Review-bombing campaigns are often motivated by half-baked culture war "controversies" about trans characters, queer developers, or supposed mafias of liberal writing consultants bending multi-million dollar companies to their will. Last May, though, we saw a great example of the review bomb's utility in pushing back on a genuine consumer grievance: Helldivers 2's PlayStation Network sign-in requirement.
To be fair to Sony and Arrowhead, it was communicated from the start that such a requirement was meant to be implemented eventually, and at the time, the stakes didn't seem all that high. Many players pointed to the galling exclusion of gamers in countries that can access Steam but not PSN as a reason to resist the imposition, but Sony has largely surrendered its PSN on PC ambitions while still weirdly excluding those countries in Helldivers 2 and its other releases, [[link]] and players in the global north don't seem too bothered these days.

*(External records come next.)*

PR #704, opened 2020-04-10
Correct archive periodic event sending after polling restart

### LINKED ISSUE #675: Archive periodic events no longer received after attribute polling restart
Archive periodic events are no longer sent by the device server if the remote attribute polling is temporary stopped and restarted, archive events based on archive change event thresholds are still sent. It seems like there is no issue with standard PERIODIC events (not archive periodic events).

Here is how you can reproduce the issue with TangoTest device server for instance.

1. Start Tango Test device
2. Set the polling period to 1000 ms on ampli attribute
3. Configure the archive event properties for the ampli attribute with an archive absolute change threshold of 1, and archive period of 3000
4. Start a Tango client (or more) which subscribes to sys/tg_test/1/ampli attribute archive events
5. At this point, the clients receive archive events as expected (every 3s)
6. Stop the polling for ampli attribute
7. The clients receive an API_PollObjNotFound error event
8. Restart the polling for ampli attribute (set to 3000ms for instance)
9. The clients receive 1 archive event for ampli attribute.
10. Wait for some time longer than the archive period event configuration for ampli attribute
11. The archive periodic events are no longer received by the clients/sent by the server after this single event.
12. Set ampli attribute to a different value which should trigger archive change event
13. The clients receive the archive event triggered by the change but the archive periodic events are still not received.

Restarting the device server restores a correct behaviour. Restarting the device sys/tg_test/1 (restart device from jive or DevRestart('sys/tg_test/1') on TangoTest admin device as well as RestartServer command on TangoTest admin device) seems to solve the issue too at some point.

I tested with tango-9-lts branch and 9.3-backports branch, as well with 9.3.3 and the bug seems to be present in all these versions

mliszcz:
Fixes #675.

### DIFF
--- a/cpp_test_suite/new_tests/cxx_dserver_misc.cpp
+++ b/cpp_test_suite/new_tests/cxx_dserver_misc.cpp
@@ -2,9 +2,13 @@
 #define DServerMiscTestSuite_h
 
 #include "cxx_common.h"
+#include <thread>
+#include <chrono>
 
 #undef SUITE_NAME
 #define SUITE_NAME DServerMiscTestSuite
+
+using namespace std::chrono_literals;
 
 template <typename TEvent>
 struct EventCallback : public Tango::CallBack
@@ -286,6 +290,54 @@ cout << "str = " << str << endl;
         TS_ASSERT_EQUALS(0, callback.num_of_error_events);
 
         TS_ASSERT_THROWS_NOTHING(device1->unsubscribe_event(subscription));
+    }
+
+/*
+ * Test to check that client still receives periodic archive events after
+ * polling is stopped and started again for particular device. Such scenario
+ * used to fail as described in #675.
+ */
+    void test_archive_periodic_events_after_polling_restart()
+    {
+        constexpr auto poll_period = 1000ms;
+        constexpr auto time_buffer = 100ms;
+        constexpr auto poll_period_ms = std::chrono::milliseconds(poll_period).count();
+
+        std::string attribute_name = "PollLong_attr";
+
+        auto config = device1->get_attribute_config(attribute_name);
+        config.events.arch_event.archive_period = std::to_string(poll_period_ms);
+        AttributeInfoListEx config_in = { config };
+        TS_ASSERT_THROWS_NOTHING(device1->set_attribute_config(config_in));
+
+        TS_ASSERT_THROWS_NOTHING(device1->poll_attribute(attribute_name, poll_period_ms));
+
+        EventCallback<Tango::EventData> callback{};
+
+        TS_ASSERT_THROWS_NOTHING(device1->subscribe_event(
+            attribute_name,
+            Tango::ARCHIVE_EVENT,
+            &callback));
+
+        std::this_thread::sleep_for(poll_period + time_buffer);
+        TS_ASSERT_EQUALS(0, callback.num_of_error_events);
+        TS_ASSERT_EQUALS(2, callback.num_of_all_events);
+
+        TS_ASSERT_THROWS_NOTHING(device1->stop_poll_attribute(attribute_name));
+
+        std::this_thread::sleep_for(time_buffer);
+        TS_ASSERT_EQUALS(1, callback.num_of_error_events);
+        TS_ASSERT_EQUALS(3, callback.num_of_all_events);
+
+        TS_ASSERT_THROWS_NOTHING(device1->poll_attribute(attribute_name, poll_period_ms));
+
+        std::this_thread::sleep_for(poll_period + time_buffer);
+        TS_ASSERT_EQUALS(1, callback.num_of_error_events);
+        TS_ASSERT_EQUALS(4, callback.num_of_all_events);
+
+        std::this_thread::sleep_for(poll_period);
+        TS_ASSERT_EQUALS(1, callback.num_of_error_events);
+        TS_ASSERT_EQUALS(5, callback.num_of_all_events);
     }
 };
 #undef cout
--- a/cppapi/server/attribute.cpp
+++ b/cppapi/server/attribute.cpp
@@ -4461,6 +4461,7 @@ void Attribute::fire_archive_event(DevFailed *except)
 #else
 			gettimeofday(&now_timeval,NULL);
 #endif
+			now_timeval.tv_sec = now_timeval.tv_sec - DELTA_T;
 
 //
 // Eventually push the event (if detected)


cpp_test_suite/new_tests/cxx_dserver_misc.cpp
```diff
@@ -255,6 +255,50 @@ cout << "str = " << str << endl;
...
+
+        Tango_sleep(2);
+        TS_ASSERT_EQUALS(1, callback.num_of_error_events);
+        TS_ASSERT_EQUALS(3, callback.num_of_all_events);
+
+        TS_ASSERT_THROWS_NOTHING(device1->poll_attribute(attribute_name, 1500));
+
+        Tango_sleep(2);
+        TS_ASSERT_EQUALS(1, callback.num_of_error_events);
+        TS_ASSERT_EQUALS(4, callback.num_of_all_events);
```
bourtemb, line 336: It looks like we could get 5 events received in some cases here, depending on the synchronization of the polling thread.
At line 291, the attribute polling is restarted so it is polled every 1.5 s.
At line 293, we sleep 2 seconds.
During these 2 seconds, the polling thread has potentially the time to read twice the attribute, so, to send 2 events, isn't it?
I got 1 test failure like this once when I tried to reproduce it on an Ubuntu 18.04 VM:
`/home/reynald/GIT/mliszcz/cppTango/cpp_test_suite/cxxtest/include/../../new_tests/cxx_dserver_misc.cpp:295: Error: Expected (4 == callback.num_of_all_events), found (4 != 5)`

bourtemb:
As I wrote in another comment, I tried to execute the new test on an Ubuntu 18.04 VM.
I got the problem I mentioned earlier and I got also some failures due to the same problem as https://github.com/tango-controls/cppTango/issues/524

`/home/reynald/GIT/mliszcz/cppTango/cpp_test_suite/cxxtest/include/../../new_tests/cxx_dserver_misc.cpp:243: Error: Expected (2 == callback.num_of_all_events), found (2 != 1)`

I also got a crash once:

```
Program terminated with signal SIGSEGV, Segmentation fault.

(gdb) bt
#0  0x00007fa96ca8d760 in ?? () from /usr/lib/x86_64-linux-gnu/libstdc++.so.6
#1  0x00007fa96dda965f in Tango::ZmqEventConsumer::push_zmq_event (this=this@entry=0x55c7c3cfc020, ev_name="tango://172.17.0.5:10000/test/debian8/10/polllong_attr.idl5_archive", endian=endian@entry=1 '\001', event_data=..., error=<optimized out>, 
    ds_ctr=<optimized out>) at /home/reynald/GIT/mliszcz/cppTango/cppapi/client/zmqeventconsumer.cpp:2597
#2  0x00007fa96ddadaa4 in Tango::ZmqEventConsumer::process_event (this=this@entry=0x55c7c3cfc020, received_event_name=..., received_endian=..., received_call=..., event_data=...)
    at /home/reynald/GIT/mliszcz/cppTango/cppapi/client/zmqeventconsumer.cpp:591
#3  0x00007fa96ddaefa8 in Tango::ZmqEventConsumer::run_undetached (this=0x55c7c3cfc020, arg=<optimized out>) at /home/reynald/GIT/mliszcz/cppTango/cppapi/client/zmqeventconsumer.cpp:317
#4  0x00007fa96d2d74b8 in omni_thread_wrapper () from /usr/lib/x86_64-linux-gnu/libomnithread.so.4
#5  0x00007fa96d8936db in start_thread (arg=0x7fa968fb8700) at pthread_create.c:463
#6  0x00007fa96c58188f in clone () at ../sysdeps/unix/sysv/linux/x86_64/clone.S:95
(gdb) f 1
#1  0x00007fa96dda965f in Tango::ZmqEventConsumer::push_zmq_event (this=this@entry=0x55c7c3cfc020, ev_name="tango://172.17.0.5:10000/test/debian8/10/polllong_attr.idl5_archive", endian=endian@entry=1 '\001', event_data=..., error=<optimized out>, 
    ds_ctr=<optimized out>) at /home/reynald/GIT/mliszcz/cppTango/cppapi/client/zmqeventconsumer.cpp:2597
2597                                        callback->push_event(event_dat);
(gdb) p *event_dat
$2 = {<Tango::EventData> = {reception_date = {tv_sec = 1586868647, tv_usec = 531199, tv_nsec = 0}, device = 0x55c7c3ceab70, attr_name = "tango://172.17.0.5:10000/test/debian8/10/polllong_attr", event = "archive", attr_value = 0x55c7c3d0b980, 
    err = false, errors = {<_CORBA_Unbounded_Sequence<Tango::DevError>> = {<_CORBA_Sequence<Tango::DevError>> = {pd_max = 0, pd_len = 0, pd_rel = true, pd_bounded = false, pd_buf = 0x0}, <No data fields>}, <No data fields>}}, av_5 = 0x0, 
  event_data = 0x0}


```

mliszcz:
Thanks @bourtemb!
Today I was working on some other project (non-Tango) but I plan to get back to this issue still this week. I agree with your comment regarding the test - I can definitely improve it and make it more robust.

mliszcz:
Hi @bourtemb I reworked the test case as you suggested (now polling period is 1000ms and I'm waiting just 100ms for the events to be fired).

I also started replacing time calculations in polling thread with std::chrono, but it is more challenging than I initially thought. We have five different types to represent time in Tango (time_t, timeval, long (ms), double (s), Tango::TimeVal) and we convert between them a lot in the whole codebase. I already updated most of the code but I still have some troubles with aligning pollthread.cpp. I propose to review and merge this PR as a simple bugfix and I'll send a separate PR for replacing all those timevals with chrono.

cpp_test_suite/new_tests/cxx_dserver_misc.cpp
mliszcz: Changed. Now it is polled every 1s and after polling period I wait events for 100ms (so it is not possible for this buffer to overlap with next polling period).

andygotz:
@mliszcz I understand you are moving to using chrono which sounds like a good idea (is it the date and time standard in C++?). 

What is the time resolution of the time with chrono? Does it support sub-microsecond? It would be great to be able to support time with the precision of the local timing system which could be nanoseconds.

mliszcz:
Hi @andygotz 
C++ standard does not mandate any precision for chrono clocks, it is up to the library implementation.
The implementations I've checked are using clock source with highest precision available on given platform. On GNU systems, this means `clock_settime(CLOCK_REALTIME, ...)` which indeed has nanosecond precision (can confirm, just did a test on Ubuntu 18.04). But if your system (glibc) does not support `clock_settime`, they fall back to `gettimeofday()` (microsecond precision) or even `time(NULL)` which holds just seconds.

Here are relevant implementations of `std::chrono::system_clock::now()` from GNU's libstdc++ and from LLVM's libc++:
https://github.com/gcc-mirror/gcc/blob/releases/gcc-10.1.0/libstdc++-v3/src/c++11/chrono.cc#L51-L74
https://github.com/llvm/llvm-project/blob/llvmorg-10.0.0/libcxx/src/chrono.cpp#L53-L92

The main reason I started porting to chrono instead of using manual operation on timestamp structures is not to increase precision, but to fix any possible bugs we may have due to code like below being scattered all over the codebase (it is very easy to forget about subtracting DELTA_T or put one zero less or more when converting time).
https://github.com/tango-controls/cppTango/blob/9.3.3/cppapi/server/device_3.cpp#L1254-L1267

cpp_test_suite/new_tests/cxx_dserver_misc.cpp
```diff
@@ -287,6 +291,54 @@ cout << "str = " << str << endl;
...
     }
+
+/*
+ * Test to check that client still receives periodic archive events after
+ * polling is stopped and started again for particular device. Such scenario
+ * used to fail as described in #675.
+ */
+    void test_archive_periodic_events_after_polling_restart()
+    {
+        constexpr auto poll_period = 1000ms;
```
bourtemb, line 302: std::chrono_literals::ms is C++14 standard, right? (https://en.cppreference.com/w/cpp/chrono/operator%22%22ms)
If tango-9-lts branch requires C++14 standard, we should probably upgrade the CMakeLists.txt file (https://github.com/tango-controls/cppTango/blob/tango-9-lts/CMakeLists.txt#L5) to impose at least C++14 standard, or at least for the tests part (maybe it's already there but I didn't see it).

bourtemb (commented):
Looks good to me!
Just a comment on C++14 requirement.
The use case described in #675 seems to work fine now and the new test seems to pass more reliably now!
Good initiative to create #729, we should really try to use the std::chrono everywhere we are dealing with timestamps.

cpp_test_suite/new_tests/cxx_dserver_misc.cpp
t-b: In https://github.com/tango-controls/cppTango/issues/626#issue-523572962 we thought about enforcing C++14 around 8/2020 in cppTango.

I would prefer having the same requirements for the tests and cppapi, as that would at least theoretically allow us to get the tests running on windows as well at some point.

mliszcz: Thanks @bourtemb and @t-b for your comments. C++14 is not mandatory for this test, changing literals to explicit duration constructors is trivial. But since we agreed to move to C++14 now, let me mark your comments as resolved without changing the test.

Here is PR I opened to require C++14: https://github.com/tango-controls/cppTango/pull/732.

t-b (approved):

bourtemb (approved):

PR #716, opened 2020-04-30
Fix nb_endpoints in ZmqEventConsumer::connect_event_channel

bourtemb:
Since cppTango 9.3.0, ZmqEventSubscriptionChange is returning 2 extra
argout string values after the list of endpoints.
This patch proposes to take this correctly into account in
ZmqEventConsumer::connect_event_channel() method
This missing part was preventing some clients to successfully subscribe to
events in some specific network configurations on the server side (with server tango version >= 9.3.0).
For instance when the ORBendPoint was used on the server side using a host string value in the definition of the ORBendPoint (e.g. giop:tcp:myhostname:).
In this specific case ZmqEventSubscriptionChange is returning endpoints including the hostname, not IP addresses.
The bug was not observed when the host part of ORBendPoint was specified with
an IP address (In this case check_zmq_endpoint() was working properly).

### DIFF
--- a/cppapi/client/zmqeventconsumer.cpp
+++ b/cppapi/client/zmqeventconsumer.cpp
@@ -1294,21 +1294,29 @@ void ZmqEventConsumer::connect_event_channel(string &channel_name,TANGO_UNUSED(D
 // If the server has returned several possible ZMQ endpoints (because several NIC boards on server host), check which
 // one is correct
 //
+    size_t nb_endpoints = ev_svr_data->svalue.length();
 
-    size_t nb_endpoint = ev_svr_data->svalue.length();
-    nb_endpoint = nb_endpoint >> 1;
+    Tango::DevLong server_tango_lib_version = ev_svr_data->lvalue[0];
+    if(server_tango_lib_version >= 930)
+    {
+        // ZmqEventSubscriptionChange returns the ZMQ message filters used for the attribute
+        // and for the heartbeat events at the end of the string array part of the returned DevVarLongStringArray
+        nb_endpoints -= 2;
+    }
+
+    nb_endpoints = nb_endpoints >> 1;
     size_t valid_endpoint = 0;
 
-    if (nb_endpoint != 1)
+    if (nb_endpoints != 1)
     {
-        for (valid_endpoint = 0;valid_endpoint < nb_endpoint;valid_endpoint++)
+        for (valid_endpoint = 0; valid_endpoint < nb_endpoints; valid_endpoint++)
         {
             string endpoint(ev_svr_data->svalue[valid_endpoint << 1]);
             if (check_zmq_endpoint(endpoint) == true)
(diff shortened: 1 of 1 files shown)


cppapi/client/zmqeventconsumer.cpp
```diff
@@ -1294,21 +1294,29 @@ void ZmqEventConsumer::connect_event_channel(string &channel_name,TANGO_UNUSED(D
...
 
-    if (nb_endpoint != 1)
+    if (nb_endpoints != 1)
     {
-        for (valid_endpoint = 0;valid_endpoint < nb_endpoint;valid_endpoint++)
+        for (valid_endpoint = 0; valid_endpoint < nb_endpoints; valid_endpoint++)
         {
             string endpoint(ev_svr_data->svalue[valid_endpoint << 1]);
             if (check_zmq_endpoint(endpoint) == true)
                 break;
```
mliszcz, line 1316: In the scenario you described in the original post, was channel name (last element on the list) used as zmq endpoint?
If yes, then:
1. It means that no other endpoint on the list passes the `check_zmq_endpoint` check- client won't be able to receive events anyway.
2. Maybe the `check_zmq_endpoint` should be improved to reject invalid values? I think channel name starts with 'tango://', right?

bourtemb:
> Hi @bourtemb.
> 
> I'm trying to understand better the root cause of the issue and the solution you propose.
> 
> Do you know why we are sending these extra parameters if it is safe to discard them as you did (I'm assuming this is event topic and channel name as included at the very end of `DServer::zmq_event_subscription_change`)? Can't we just not send them at all?

This is indeed event topic and channel name. We really need them to solve potential issues when using network aliases for instance.
This is required to ensure the client and the server are using the same ZMQ channel names (filters/topics).

I am not discarding them completely in this proposal.
They are used somewhere else before (in ZmqEventConsumer::initialize_received_from_admin() which is called from EventConsumer::connect_event

cppapi/client/zmqeventconsumer.cpp
bourtemb: > In the scenario you described in the original post, was channel name (last element on the list) used as zmq endpoint?

Yes

> If yes, then:
> 
>     1. It means that no other endpoint on the list passes the `check_zmq_endpoint` check- client won't be able to receive events anyway.

Indeed

>     2. Maybe the `check_zmq_endpoint` should be improved to reject invalid values? I think channel name starts with 'tango://', right?

The problem is that we pass values which are not endpoints. My proposal is to avoid that.
We have a way to know whether the 2 last values are endpoints or not thanks to the remote server tango lib version also returned as result of ZmqEventSubscriptionChange command.

If we improve check_zmq_endpoint, we could improve it so endpoint containing hostnames would be handled properly, because as it is now, check_zmq_endpoint is expecting an IP address in the given end point.

PR #249, opened 2019-10-05
Added flutter icon

leanthonyml:


edent:
Great stuff! I've added this - but if you remove some of the whitespace, I think you can get it even smaller :-)

leanthonyml:
On it! 😄

PR #272, opened 2019-10-07
add: git SCM

romain-dartigues:
Logo from https://git-scm.com/


romain-dartigues:
Note : somehow duplicate with #248.

PR #276, opened 2019-10-07
add: RedHat ansible

romain-dartigues:
Ansible logo, black version.


edent:
This needs a background rectangle, I think. Either plain white, or extend the background circle.

Issue #265, opened 2019-10-07
add Protonmail


alexanderadam:
## The icon I want is:

* Name: Protonmail
* URL: https://protonmail.com
* Link to icon: https://protonmail.com/images/media/logos/protonmail-sign-purple.eps
* Official style guide or brand guide: [protonmail.com/media-kit](https://protonmail.com/media-kit#Logos)

alexanderadam:
Maybe it's a but too late But it seems there's still some problem with the Protonmail icon (besides the missing `</tr><tr>`):

![Screenshot_20191014_111027](https://user-images.githubusercontent.com/372620/66740353-405d0b00-ee73-11e9-9519-c44e42e84597.png)

PR #278, opened 2019-10-07
Add Protonmail

zreese:
ref #265


alexanderadam:
It's mindblowing how fast you are!
Awesome, thank you so much! :pray:

images/svg/protonmail.svg
```diff
@@ -0,0 +1,9 @@
+<svg
+xmlns="http://www.w3.org/2000/svg"
+aria-label="Protonmail"
+viewBox="0 0 512 512">
```
romain-dartigues: You could save over 20 bytes by removing the spaces, the group and putting the `fill=...` into the `<svg` tag.
Also, I think it would require the white background rectangle.

images/svg/protonmail.svg
```diff
@@ -0,0 +1,9 @@
...
+  <g fill="#8A90C7">
+    <path d="M259 77s-108-6-131 114v79s0 12 23 29c28 17 91 68 108 68s74-51 102-69c23-16 23-28 23-28v-79C361 71 259 77 259 77zm68 159H185v-45c11-57 74-57 74-57s57 0 68 57v45z"/>
+    <path d="M259 384l-34-12-97-68v120s0 11 17 11h222c11 0 17-11 17-11V304l-97 69-28 11z"/>
+  </g>
+</svg>
```
edent: You can remove these newlines to shrink the SVG even further.
Please can you do this as a purple background with white foreground, like the reference image?

edent:
Yup - if you can make those small changes, we can merge it. Thanks!

images/svg/protonmail.svg
zreese: Is it a white background rectangle with a color circle (rounded rect) on top? In that case, I can knock the paths out of the circle if that ends up being smaller.

PR #288, opened 2019-10-09
Add Deezer Logo

matheusagcosta:
Closes #281

Issue #281, opened 2019-10-08
Add Deezer podcast logo


edent:
## The icon I want is:

* Name: Deezer 
* URL: https://www.deezer.com
* Link to icon: https://deezerbrand.com/d/9wmMErzrRuiH/brand-elements

* Vector version of the logo:
* Official style guide or brand guide: https://developers.deezer.com/guidelines/logo

lihofm:
I will take care of this :)

PR #301, opened 2019-10-13
add: deezer

romain-dartigues:
Note that the Deezer brandbook explicitly forbid using the equalizer without the wordmark text, except when the company name will be written below.

Unfortunately I was unable to keep it under 1KiB without sacrificing something, even with xlinks and patterns...

Credits to @matheusagcosta challenging me to shrink it under 1024 B.

Relates to #281, #288.


edent:
Magic!

PR #309, opened 2019-10-14
Fix broken src attribute of Protonmail image

chesio:
This has been missed in #278.


alexanderadam:
Could you please also [add the missing `</tr><tr>` so that it's six elements per line](https://github.com/edent/SuperTinyIcons/issues/265#issuecomment-541568500)?

edent:
Thanks!

PR #310, opened 2019-10-14
Add Gitea icon

### LINKED ISSUE #256: add Gitea
## The icon I want is:

* Name: Gitea
* URL: https://gitea.io/
* Link to icon: https://github.com/go-gitea/gitea/blob/master/public/img/gitea-512.png
* Vector version of the logo: https://github.com/go-gitea/gitea/blob/master/assets/logo.svg

zreese:
Fixes #256


edent:
A good attempt - but doesn't look quite right to me.

Ideally should be centred.
gittea

Could you also remove the drone stuff from this PR. That'll make it easier to merge.

edent:
I reckon you can make it even smaller by removing the first path. It also contains some stuff like `stroke-miterlimit="15.1"` which don't seem to add anything.

I'll merge it now - but look forward to an even tinier version :-)

PR #314, opened 2019-10-14
addition of conformed xmpp svg

wuxmedia:
hopefully


wuxmedia:
ah jeez I don't want to merge all this crap :D

PR #320, opened 2019-10-16
Remove outline path from Gitea icon

zreese:


edent:
Brilliant! Please can you update the size in the README and I'll merge.

PR #321, opened 2019-10-16
Added Ubiquiti Networks logo

vangyyy:


edent:
Looks good, but please can you follow the template at https://github.com/edent/SuperTinyIcons/blob/master/CONTRIBUTING.md

We need the aria label for accessibility. And the layout helps with diffs.

```
<svg
xmlns="http://www.w3.org/2000/svg"
aria-label="..." role="img"
viewBox="0 0 512 512"><rect
width="512" height="512"
rx="15%"
fill="#fff"/>...</svg>
```

vangyyy:
Will fix that, also for #324.

edent:
Fab!

PR #322, opened 2019-10-16
add ruby on rails logo

fenwick67:
I couldn't find exact brand guidelines, nor a large-scale square logo, so I used the favicon as the reference.


alexanderadam:
Awesome work!

edent:
That's a perfect first commit. Thanks!

PR #300, opened 2019-10-13
Regenerated Android vector drawables

vangyyy:
Recreated all existing android vector drawables and added missing ones that already existed in SVG formats within repository. Fixes #299. I used [this](https://svg2vector.com/) tool, which eliminates problems introduced when converting with [current tool](https://inloop.github.io/svg2android/). It would be a good practice to require this procedure for all newly created icons in the future.

PR #324, opened 2019-10-16
Fixed luckyframework alignment and smoothed edges (also half the size)

vangyyy:
Much smaller icon
Smoother and aligned edges


vangyyy:
Android drawable already fixed in #300.

edent:
Think you've included the wrong file in this commit. The SVG looks like an Inkscape export.

edent:
Thanks. Just to note, I've added a space into the ARIA label. That's so screen readers can pronounce it properly. I think there are a few already in the repo I need to correct.

vangyyy:
Yes, I looked at one and it didn't have space, so I didn't use one also. When I find some missing spaces in the future, I'll fix them.

PR #809, opened 2020-11-30
[Database importer] Fix creation of multiple clones of the same study when importing.

### LINKED ISSUE #757: [Database] Saving to permanent database fails to find existing patient or study
Steps:
- Assume the database has already the patient named "John Doe", with an existing study "Empty study"
- Temporary import any 2 meshes : these are put in the temporary  _John Doe_ patient, _Empty study_ study.
- Save the first mesh: it is not saved in the existing "Empty Study". Instead it creates a duplicate one.
- Save the second mesh: again, a third "Empty Study" is created.

Additional info:
Sometimes even the patient is duplicated.

Fails for images and other types too, not just meshes
Don't know if it's a real database bug, or just a 'visual' bug related to the QTreeWidget items.
Tested with current medInria 3.1.1 release, and MUSIC current dev. branch.

mjuhoor:
- Fixes #757 , so it seems

Instanciating a QString with no parameters and "" (empty string) is not the same thing. This seems important when querying the database for existing studies, patients, etc.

The truth is that Sony has to win us over. There are too many good games on PC to acquiesce to being shackled to a service whose founding principle is charging players extra [[link]] to go online with games, internet connections, and consoles they've already paid for. One that, 14 years ago, suffered one of the greatest cybersecurity disasters of the 21st century so far. We don't even know what happened to the PlayStation Network between February 7 and 8 yet or how thoroughly it may have been compromised—Sony still won't say. But after reporting on this absolute cluster as it happened, it's clear to me that mandatory sign-ins to extraneous "services" like the PlayStation Network aren't just an annoyance. They are an odious imposition to be avoided at all cost, with genuine risks to the consumer.